Agnew notes that through broader insights into those anomalies, “mining companies can reduce their drilling activity and carbon footprint by ten times and identify exploration targets with 95% or higher certainty. Moreover, in a fast-moving global supply chain, mining companies have to be more resourceful in their exploration efforts to get minerals to market. Using cosmic-ray muography can help these companies save time and improve the economics of exploration.”

Around the world, there is a growing understanding that a clean energy transition will require countries to secure essential mineral supply chains and process these minerals more efficiently than competitors to shift away from traditional energy sources. As a result, in Canada’s 2022 Budget, the federal government unveiled plans to implement the nation’s first Critical Minerals Strategy (CMS) to capitalize on the growing international need for key minerals. As part of the Budget and the CMS, CA$79.2 million has been allocated to building publicly available integrated data sets that are intended to inform critical mineral exploration and development. In addition, the federal government has set up a new 30% Critical Mineral Exploration Tax Credit for specified mineral exploration expenses incurred in Canada.

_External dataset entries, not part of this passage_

PR #1389, opened 2018-05-17
Code change to fix small bugs

danielboulby-arm:


plat/arm/common/arm_bl2_setup.c
```diff
@@ -46,7 +46,7 @@ CASSERT(BL2_BASE >= (ARM_BL_RAM_BASE + BL1_MEMINFO_OFFSET), assert_bl2_base_over
 
 #if LOAD_IMAGE_V2
 
-#pragma weak bl2_plat_handle_post_image_load
+#pragma weak arm_bl2_handle_post_image_load
```
danh-arm: You're right that bl2_plat_handle_post_image_load should not be defined weak here but arm_bl2_handle_post_image_load does not need to be weak.

plat/arm/common/arm_bl2_setup.c
```diff
@@ -44,12 +44,6 @@ CASSERT(BL2_BASE >= (ARM_BL_RAM_BASE + BL1_MEMINFO_OFFSET), assert_bl2_base_over
 #pragma weak bl2_plat_arch_setup
 #pragma weak bl2_plat_sec_mem_layout
 
-#if LOAD_IMAGE_V2
-
-#pragma weak bl2_plat_handle_post_image_load
-
-#else /* LOAD_IMAGE_V2 */
-
```
danh-arm: You've now got a mismatched #if/#endif. You want this to become `#if !LOAD_IMAGE_V2` so that all the code to line 171 is removed when LOAD_IMAGE_V2 is true.

dp-arm:
jenkins: test this please

dp-arm:
jenkins: test this please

From a mining exploration perspective, Agnew notes, “the recent federal government measures are positive because the mining industry and technology developers will have more opportunity to gather insights from new data sets and collaborate on exploration projects. Complementary measures such as the tax credit also create the right incentives to adopt new technologies that should allow mining companies to make data-driven decisions and drive sustainable growth in the sector.”